Turning a pile of crashes into a ranked worklist

Raw crash data is overwhelming if every occurrence is its own line. The trick is grouping: identical failures, fingerprinted by their stack trace, collapse into one issue with a count. Suddenly the question “what should I fix first?” answers itself, because the bug hitting the most players sits at the top with the biggest number next to it.

That ordering is what makes a small team effective. You are never going to fix everything, but you do not have to. Fixing the top few signatures usually removes the large majority of real-world failures, and prioritising by frequency means your limited hours always go to the bug that matters most right now.

What good context actually looks like

The difference between a bug you fix in five minutes and one you chase for a week is almost always context. A bare error message tells you something went wrong; a useful report tells you where, on what, after what sequence of actions, in which build. Stack trace, device model, OS version, available memory, and the breadcrumb trail of recent events are the fields that turn guessing into reading.

When that context is captured automatically and consistently, reproduction stops being the bottleneck. You can often see the cause directly in the trace, and when you cannot, the breadcrumbs show you the exact path to walk to reproduce it yourself.
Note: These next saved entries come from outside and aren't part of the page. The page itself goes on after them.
PR #668, opened 2026-07-03
[test] Add staging onboarding write-path test with self-cleaning DELETE endpoint

### LINKED ISSUE #1: [chore] Initialize Turborepo monorepo with workspace structure
## Context
See [ADR-001](docs/adr/ADR-001-monorepo-structure.md) — Monorepo Structure with Turborepo.

## Acceptance Criteria
- [ ] Root `package.json` defines workspaces: `packages/*`, `apps/*`
- [ ] `turbo` installed as a root dev dependency
- [ ] `turbo.json` created with placeholder pipeline tasks (`build`, `test`, `lint`, `dev`)
- [ ] Directory structure matches ADR-001:
  ```
  packages/core/
  packages/types/
  apps/api/
  apps/api-legacy/
  apps/web/
  apps/mobile/
  infra/kubernetes/
  infra/cloud-run/
  infra/terraform/
  docs/adr/
  docs/README.md
  ```
- [ ] Root `README.md` links to `docs/README.md`

## Notes
Use `npx create-turbo` as a starting point. Prefer npm workspaces for compatibility.

### LINKED ISSUE #5: [chore] Scaffold packages/core — migrate GAS core logic
## Context
See [ADR-002](docs/adr/ADR-002-ports-and-adapters.md). The existing `src/core/` from the GAS repo has no GAS dependencies and migrates directly. This is the highest-value asset being carried forward.

## Acceptance Criteria
- [ ] `packages/core/package.json`: `name: "@logbook/core"`, `main: "dist/index.js"`, `types: "dist/index.d.ts"`
- [ ] `packages/core/tsconfig.json` extends root `tsconfig.base.json`
- [ ] All files from `src/core/` copied to `packages/core/src/`
- [ ] All tests from `tests/core/` copied to `packages/core/tests/` and passing
- [ ] Test fixtures from `tests/fixtures/` copied with paths updated
- [ ] `packages/core/src/index.ts` exports all public services, models, and utilities
- [ ] `turbo run test --filter=@logbook/core` passes

## Notes
Do not change any logic during migration — lift-and-shift only. Open a separate issue for any refactoring discovered during the move.

### LINKED ISSUE #647: [test] Add a staging smoke test that actually writes data (completes onboarding end-to-end)
## Problem

The automated staging gate (`.github/workflows/deploy.yml`'s Smoke Test job) and `apps/web/e2e/staging.spec.ts` are both read-only: `/livez`, `/sign-in`, page-load/redirect checks, and an API auth check. None of them create, update, or persist any real data.

#644 (RlsInterceptor silently never setting the RLS GUC) was live in staging identically to production — staging's `DATABASE_URL` is provisioned via the same unconditional `google_sql_user "app_rls"` Terraform resource — but nothing in the staging pipeline could have surfaced it, because the bug only manifests on a write (or a read of genuinely-existing data), and nothing in staging's automated checks does either.

## Proposal

Add one Playwright test to `apps/web/e2e/staging.spec.ts` that walks a disposable test user through onboarding end-to-end against staging (sign in → choose program → confirm maxes → "Start My Program") and asserts the resulting cycle dashboard renders. This closes the exact gap: any future regression that breaks first-time data creation gets caught before promotion to production, not after.

## Scope

- Needs a disposable-test-user strategy against the real staging DB (a dedicated Clerk test account, or a teardown step that deletes the created cycle/training-max rows afterward so repeated staging deploys don't accumulate garbage data).
- Should run in the existing `Deploy (staging)` → `Smoke Test (staging)` → `Deploy (production)` pipeline position, ahead of the production approval gate.

## Acceptance criteria

- [ ] A staging Playwright test creates a real cycle for a test user and verifies it renders
- [ ] Test user's created data is cleaned up (or reused idempotently) so staging doesn't accumulate cruft
- [ ] Documented in `docs/deploy.md` alongside the existing staging smoke-test description

Related: #644

brownm09:
## Summary

Closes staging's read-only test gap that let #644 (`RlsInterceptor` silently disabled) ship
undetected — every automated staging check (`deploy.yml` smoke test + the prior
`apps/web/e2e/staging.spec.ts` suite) was read-only, so a write-path bug was live in staging
identically to production but nothing could surface it.

Adds one Playwright test that walks the staging test user through onboarding end-to-end
(sign in → choose program → confirm maxes → "Start My Program") and asserts the resulting
cycle dashboard renders.

## Why this needed a new endpoint, not just a test

Onboarding is structurally a one-time action: `switchProgram` checks for an existing cycle
first and, if one exists, silently returns it instead of erroring — so re-running the test
against the same account would, after the first pass, quietly stop exercising the create-cycle
write path it exists to protect (no error, no visible signal). No delete/reset capability
existed anywhere in the API to make the test repeatable. Discussed the tradeoffs directly with
the repo owner: build a real `DELETE /programs/:program/cycles/current` endpoint (RLS + auth
already scope it to the caller's own data — it's also a legitimate future "restart my program"
capability, not a test-only backdoor) rather than a disposable-Clerk-user scheme that would
leave orphaned Postgres rows on every run.

The cleanup call is wired through the exact same `X-Clerk-Authorization` path (`lib/api.ts`)
that "Start My Program" itself already depends on — not a bespoke shortcut. `ADR-023`'s
"Alternatives Considered" already tried and rejected both more-obvious shortcuts (server-side
`getToken()` + JWT forwarding, client-side `getToken()` + direct fetch) for this exact staging
Clerk instance; routing around the established mechanism would just hide a problem that would
sink the onboarding flow itself. See the ADR-023 amendment in this PR for the full reasoning.

## Changes

**Backend** — `DELETE /programs/:program/cycles/current` (`cycle-dashboard.controller.ts` +
new `CycleGenerationService.deleteCurrentCycle`): sequential, independent deletes of
`LiftRecord`, `TrainingMaxHistory`, `TrainingMax`, and the `CycleScheduledWorkout`/
`CycleDashboard` rows for the caller's own program (no FK cascades exist between these tables,
so each needs an explicit delete; sequential rather than concurrent because they share one
request-scoped Prisma transaction connection — see Findings Disposition). New port methods on
`ICycleDashboardRepository`, `ILiftRecordRepository`, `ITrainingMaxRepository`,
`ITrainingMaxHistoryRepository`, implemented in both the Prisma and in-memory adapters.
`UserSettings.activeProgram` is deliberately left untouched.

**Frontend** — new `packages/api-client` endpoint (plus a new `ApiClientError` class carrying
the upstream HTTP status) + `apps/web/lib/api.ts` re-export, and a new test-support Next.js
route handler (`apps/web/app/api/test-support/reset-cycle`) that the Playwright test calls
before *and* after (via `test.beforeAll`/`afterAll`, which — unlike a `try/finally` in the test
body — is guaranteed to run even if the test times out mid-assertion). The route 404s in
production (keyed off `CLERK_PUBLISHABLE_KEY`'s `pk_live_` prefix) and relays real upstream
failure statuses instead of flattening everything to 500.

**Tests** — unit tests for the new service method (deterministic delete order,
404-on-nothing-to-delete, cycleNum scoping), a controller test, a new in-memory HTTP E2E
lifecycle test (`programs.e2e.spec.ts`), and a real-Postgres RLS test (`rls.db.e2e.spec.ts`)
seeding and verifying all five affected tables, proving the delete only ever removes the
requesting user's rows under the restricted `lifting_app` role — directly closing the loop on
the RLS-scoping risk class that motivated #644/#647 in the first place.

**Docs** — `apps/web/e2e/README.md` (new test-coverage row + test-account note),
`docs/deploy.md` (one-line pointer near the Clerk staging setup step, satisfying the issue's
literal acceptance criterion even though the Playwright suite's own detail lives in the e2e
README), and an amendment to `ADR-023`'s "Test scope" consequence recording this one
deliberate, scoped exception to "staging tests are read-only."

## Acceptance criteria (from #647)

- [x] A staging Playwright test creates a real cycle for a test user and verifies it renders
- [x] Test user's created data is cleaned up so staging doesn't accumulate cruft (before *and*
      after cleanup, both idempotent — a 404 from "nothing to delete" is treated as success,
      and both cleanup calls now assert success rather than failing silently)
- [x] Documented in `docs/deploy.md` alongside the existing staging smoke-test description (plus
      the full detail in `apps/web/e2e/README.md`, the file that actually documents the suite)

## Testing

Ran `npm test` from the repo root (full suite, all workspaces, including the Testcontainers-backed
DB E2E suites — Docker Desktop was running), after rebasing onto `origin/main` to pick up #667
(a critical fix — see Findings Disposition).

**Tests: 893 passed, 0 skipped, 0 failed** — core (280/37 suites), api-client (27/1 suite,
+2 from the rebased-in #667 test), web (152/25 suites), api (434/35 suites, including the RLS
DB E2E test). `npm run build` also passed cleanly across all 6 buildable packages (this PR
touches `packages/api-client`, consumed by `apps/web`).

The one thing that can't be verified pre-merge: the new test itself only runs for real against
live staging, via `.github/workflows/staging.yml`'s `staging-integration-tests` job on this PR.
No workflow changes were needed — that job already runs every file matched by
`playwright.config.staging.ts`'s `testMatch: ['staging.spec.ts']` with all the env vars/secrets
the new test needs.

Pre-PR policy checks (suppression grep, test-integrity grep, deleted-test-file check, coverage-
threshold check, manual `!`-scan of the diff) all came back clean — no findings to justify —
both before and after the rebase.

## Risk-dimension notes

- **Security** — the new DELETE endpoint is authenticated (standard `@CurrentUser()` guard),
  RLS-scoped to the caller's own rows (the RLS DB E2E test proves a second user's rows in all
  five tables survive), and environment-gated so it's inert in production.
- **Resilience** — the delete is a no-op-safe 404 (not a crash) when there's nothing to delete;
  the Playwright cleanup asserts success rather than silently tolerating a failed reset.
- **Data integrity** — no FK cascades exist between the affected tables, so each is deleted
  explicitly rather than relying on cascade behavior that doesn't exist; the five deletes run
  sequentially (not `Promise.all`) since they share one request-scoped transaction connection.
- **Observability** — no new logging conventions introduced; the new route handler logs failures
  via `console.error` consistent with other route handlers in this app (e.g. `/api/health`), and
  now relays the real upstream HTTP status instead of collapsing every failure to 500.

`/review` ran with two parallel subagents (correctness/security + reliability/maintainability),
posted as a [PR comment](https://github.com/brownm09/lifting-logbook/pull/668#issuecomment-4879226390).
4 blocking + 5 non-blocking findings, all fixed in this PR (commit `a3292ce`):

| # | Finding | Category | Disposition |
|---|---|---|---|
| 1 | `Promise.all` over 4 writes doesn't parallelize inside one Prisma request transaction — could throw against real Postgres while passing against in-memory adapters (independently flagged by both review subagents) | correctness | **Fixed** — sequential `await`s |
| 2 | Playwright cleanup hooks never asserted the reset succeeded; route swallowed all failures to a generic 500 | correctness | **Fixed** — hooks assert `.ok()`; route relays real status via new `ApiClientError` |
| 3 | Reset-cycle route had no environment guard — a live destructive endpoint reachable in production | security | **Fixed** — 404s when `CLERK_PUBLISHABLE_KEY` is a live key |
| 4 | New RLS regression test only seeded/verified 1 of 5 affected tables, undermining its own stated purpose | correctness | **Fixed** — seeds and verifies all 5 tables for both users |
| 5 | `TrainingMax` deletion was read-then-delete-by-key, not matching its "all rows" doc comment | maintainability | **Fixed** — new `deleteAllTrainingMaxes` direct delete |
| 6 | Inconsistent naming across the 5 delete methods (`deleteAll*` vs keyed vs unprefixed) | maintainability | **Fixed** — resolved by fix #5's new method, consistent `deleteAll<X>` vs `delete<X>(program, keys)` pattern |
| 7 | Test 6's placement depends on an undocumented `workers`/ordering invariant | reliability | **Fixed** — documented in `playwright.config.staging.ts` (verified the actual risk: `fullyParallel: false`, not `true` as initially flagged — corrected before documenting) |
| 8 | Program name `'rpt'` hardcoded independently in 3 places, could drift silently | maintainability | **Fixed** — dead default removed, route now 400s on a missing param |
| 9 | Ordering unit test implied more than `Promise.all` actually guaranteed | maintainability | **Fixed** — retargeted to assert the now-deterministic full sequential order (fix #1 made this possible) |

Additionally, rebased onto `origin/main` after the review pass (3 commits had landed, including
#667 — a fix for `switchProgram` sending an empty body with a JSON content-type, which Fastify
rejects in production). #667 is directly load-bearing here: its own commit message notes the
existing RLS regression tests call `switchProgram` via Fastify's `.inject()`, which never sets
`Content-Type` and so never exercised the real client request shape — exactly the gap this PR's
new end-to-end Playwright test closes. Without the rebase, the new write-path test would have
failed in staging CI against the same bug #667 just fixed.

Closes #647

### DIFF
--- a/apps/api/src/adapters/in-memory/cycle-dashboard.adapter.ts
+++ b/apps/api/src/adapters/in-memory/cycle-dashboard.adapter.ts
@@ -25,4 +25,8 @@ export class InMemoryCycleDashboardRepository
   async saveCycleDashboard(dashboard: CycleDashboard): Promise<void> {
     this.dashboards.set(dashboard.program, dashboard);
   }
+
+  async deleteCycleDashboard(program: string): Promise<void> {
+    this.dashboards.delete(program);
+  }
 }
--- a/apps/api/src/adapters/in-memory/lift-record.adapter.ts
+++ b/apps/api/src/adapters/in-memory/lift-record.adapter.ts
@@ -62,4 +62,8 @@ export class InMemoryLiftRecordRepository implements ILiftRecordRepository {
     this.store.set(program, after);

Connecting failures to the build that caused them

Regressions are the cruelest class of bug because they punish your most engaged players — the ones who already own the game and updated to your newest patch. A change meant to improve things quietly breaks something else, and without build-level tracking you have no way to link the dip in retention to the release that caused it.

The fix is to attach a build identifier to every captured failure. Then a new signature that appears the day you ship a patch is unmistakable, and you can roll back or hotfix while only a few players are affected instead of discovering the problem weeks later in your reviews.

What to do about it

The practical response is to capture the out-of-memory crash with its context to trace it back to the leak or oversized asset. The foundation is automatic capture: every failure recorded with its stack trace, the device and OS, the build, and the breadcrumb trail, grouped so the worst is on top and tied to its build so you can see what changed. That turns an invisible sequence into a visible, fixable one.

From there it is a habit. You fix the highest-impact failure first, ship, and confirm it disappears in the next build. What happens when things go wrong stops being a story you piece together after the fact and becomes a process you control in real time.

This is where a tool like Bugnet earns its place. Its SDK captures every failure automatically with the full stack trace plus device, OS, memory, build, and game-state context, folds identical failures into one grouped issue with an occurrence count, and ties each to the build it happened on. The result is that the abstract idea above stops being theory and becomes a ranked list you work down — the worst problem first, verified fixed when its signature disappears from the next release.

You cannot fix what you cannot see. Once the failure is in front of you with real context, the hard part is usually already over.